::: Listed entries

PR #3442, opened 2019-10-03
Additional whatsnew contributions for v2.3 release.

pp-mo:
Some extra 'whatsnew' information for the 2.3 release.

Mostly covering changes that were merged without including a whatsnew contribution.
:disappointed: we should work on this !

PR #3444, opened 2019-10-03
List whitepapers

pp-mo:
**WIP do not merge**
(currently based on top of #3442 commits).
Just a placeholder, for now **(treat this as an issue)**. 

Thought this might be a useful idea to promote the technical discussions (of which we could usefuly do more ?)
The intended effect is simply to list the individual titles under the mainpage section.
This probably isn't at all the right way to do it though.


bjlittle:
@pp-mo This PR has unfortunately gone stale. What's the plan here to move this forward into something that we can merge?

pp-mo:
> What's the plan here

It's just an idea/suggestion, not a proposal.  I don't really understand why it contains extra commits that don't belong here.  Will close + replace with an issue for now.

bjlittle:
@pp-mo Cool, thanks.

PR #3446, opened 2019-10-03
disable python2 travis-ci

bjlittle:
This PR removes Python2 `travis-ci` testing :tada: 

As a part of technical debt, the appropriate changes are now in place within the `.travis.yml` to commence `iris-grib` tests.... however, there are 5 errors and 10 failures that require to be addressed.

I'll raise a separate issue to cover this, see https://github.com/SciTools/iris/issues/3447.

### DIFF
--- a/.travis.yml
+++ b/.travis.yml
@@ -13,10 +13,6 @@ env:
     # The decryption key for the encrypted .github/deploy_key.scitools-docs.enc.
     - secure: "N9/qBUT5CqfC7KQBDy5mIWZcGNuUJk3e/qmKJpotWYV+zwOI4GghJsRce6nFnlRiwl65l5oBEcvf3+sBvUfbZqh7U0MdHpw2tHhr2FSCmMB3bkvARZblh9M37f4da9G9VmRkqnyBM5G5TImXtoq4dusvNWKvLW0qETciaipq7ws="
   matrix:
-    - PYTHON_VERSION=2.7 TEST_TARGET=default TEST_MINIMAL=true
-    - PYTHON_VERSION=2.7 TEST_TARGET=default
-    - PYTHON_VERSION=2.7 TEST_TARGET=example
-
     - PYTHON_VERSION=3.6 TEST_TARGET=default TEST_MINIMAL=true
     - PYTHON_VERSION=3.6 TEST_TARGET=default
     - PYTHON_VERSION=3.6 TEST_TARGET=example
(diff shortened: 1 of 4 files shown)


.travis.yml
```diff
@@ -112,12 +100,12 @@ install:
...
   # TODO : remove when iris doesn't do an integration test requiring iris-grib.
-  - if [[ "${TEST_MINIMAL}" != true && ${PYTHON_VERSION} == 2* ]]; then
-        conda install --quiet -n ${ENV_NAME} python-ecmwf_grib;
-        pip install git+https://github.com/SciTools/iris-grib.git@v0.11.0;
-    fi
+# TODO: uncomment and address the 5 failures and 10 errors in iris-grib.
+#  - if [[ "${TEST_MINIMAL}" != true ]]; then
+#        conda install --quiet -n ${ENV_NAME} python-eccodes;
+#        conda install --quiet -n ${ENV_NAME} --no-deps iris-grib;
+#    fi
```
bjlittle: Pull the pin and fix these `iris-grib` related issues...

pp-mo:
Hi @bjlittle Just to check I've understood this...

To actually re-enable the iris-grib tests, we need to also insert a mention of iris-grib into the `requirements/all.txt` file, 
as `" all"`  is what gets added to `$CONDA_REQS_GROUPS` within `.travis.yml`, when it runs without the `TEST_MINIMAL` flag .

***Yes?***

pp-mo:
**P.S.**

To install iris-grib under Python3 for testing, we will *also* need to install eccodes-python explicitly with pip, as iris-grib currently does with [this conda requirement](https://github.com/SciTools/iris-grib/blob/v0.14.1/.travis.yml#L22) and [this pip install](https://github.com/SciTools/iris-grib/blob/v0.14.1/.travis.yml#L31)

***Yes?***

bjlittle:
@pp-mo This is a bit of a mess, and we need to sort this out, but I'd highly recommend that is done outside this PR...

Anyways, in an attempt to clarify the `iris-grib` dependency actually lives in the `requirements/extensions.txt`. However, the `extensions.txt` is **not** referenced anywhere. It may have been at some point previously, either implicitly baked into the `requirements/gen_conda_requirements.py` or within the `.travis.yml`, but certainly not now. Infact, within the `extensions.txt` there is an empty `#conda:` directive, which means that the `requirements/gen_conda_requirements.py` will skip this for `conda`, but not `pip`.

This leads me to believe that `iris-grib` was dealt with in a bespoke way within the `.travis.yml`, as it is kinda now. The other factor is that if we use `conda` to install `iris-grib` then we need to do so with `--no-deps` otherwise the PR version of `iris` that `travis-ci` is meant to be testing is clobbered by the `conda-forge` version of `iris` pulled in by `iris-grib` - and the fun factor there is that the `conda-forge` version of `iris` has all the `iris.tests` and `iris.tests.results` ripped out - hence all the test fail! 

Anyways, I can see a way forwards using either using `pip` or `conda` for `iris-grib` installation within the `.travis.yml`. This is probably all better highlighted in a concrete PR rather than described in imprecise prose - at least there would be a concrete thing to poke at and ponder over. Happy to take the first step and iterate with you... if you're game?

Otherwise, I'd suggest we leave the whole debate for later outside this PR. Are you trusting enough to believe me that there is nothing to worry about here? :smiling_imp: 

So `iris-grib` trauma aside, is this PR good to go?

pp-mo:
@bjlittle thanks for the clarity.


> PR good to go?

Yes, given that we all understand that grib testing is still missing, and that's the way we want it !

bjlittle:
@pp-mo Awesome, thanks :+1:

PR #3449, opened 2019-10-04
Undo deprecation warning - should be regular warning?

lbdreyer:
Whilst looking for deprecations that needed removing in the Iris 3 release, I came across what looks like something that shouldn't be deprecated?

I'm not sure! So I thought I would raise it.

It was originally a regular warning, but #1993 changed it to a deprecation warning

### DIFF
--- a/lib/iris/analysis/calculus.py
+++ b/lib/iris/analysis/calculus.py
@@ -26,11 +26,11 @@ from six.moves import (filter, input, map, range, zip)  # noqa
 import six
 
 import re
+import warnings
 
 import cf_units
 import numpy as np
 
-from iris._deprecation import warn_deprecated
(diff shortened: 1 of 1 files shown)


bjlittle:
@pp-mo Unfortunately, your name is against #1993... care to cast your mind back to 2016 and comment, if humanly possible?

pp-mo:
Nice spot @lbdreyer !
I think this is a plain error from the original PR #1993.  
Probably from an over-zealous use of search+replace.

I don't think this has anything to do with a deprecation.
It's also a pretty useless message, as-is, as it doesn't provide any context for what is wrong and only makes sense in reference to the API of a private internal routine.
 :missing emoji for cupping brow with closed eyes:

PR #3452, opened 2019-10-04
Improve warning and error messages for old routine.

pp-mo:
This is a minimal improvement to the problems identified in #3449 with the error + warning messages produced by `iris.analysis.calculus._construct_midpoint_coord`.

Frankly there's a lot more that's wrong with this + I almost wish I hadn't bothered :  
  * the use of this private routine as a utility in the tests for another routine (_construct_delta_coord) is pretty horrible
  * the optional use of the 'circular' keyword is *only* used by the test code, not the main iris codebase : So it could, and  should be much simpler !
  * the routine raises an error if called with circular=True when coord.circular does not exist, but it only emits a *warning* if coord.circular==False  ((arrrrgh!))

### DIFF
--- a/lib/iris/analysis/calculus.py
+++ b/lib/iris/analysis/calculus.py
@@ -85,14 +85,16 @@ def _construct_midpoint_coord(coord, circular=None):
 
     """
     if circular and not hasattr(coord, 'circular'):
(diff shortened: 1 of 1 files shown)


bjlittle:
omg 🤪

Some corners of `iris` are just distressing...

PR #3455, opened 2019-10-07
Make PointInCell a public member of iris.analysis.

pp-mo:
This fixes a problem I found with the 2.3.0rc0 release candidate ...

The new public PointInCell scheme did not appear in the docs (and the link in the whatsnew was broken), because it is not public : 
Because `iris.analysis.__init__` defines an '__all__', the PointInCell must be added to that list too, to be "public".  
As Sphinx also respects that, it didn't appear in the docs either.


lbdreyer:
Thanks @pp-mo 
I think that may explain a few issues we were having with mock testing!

::::::

• [Work instructions] Please copy each line from the material above in which the string "whatsnew" appears.

• [Response to this task]
Additional whatsnew contributions for v2.3 release.
Some extra 'whatsnew' information for the 2.3 release.
Mostly covering changes that were merged without including a whatsnew contribution.
The new public PointInCell scheme did not appear in the docs (and the link in the whatsnew was broken), because it is not public : 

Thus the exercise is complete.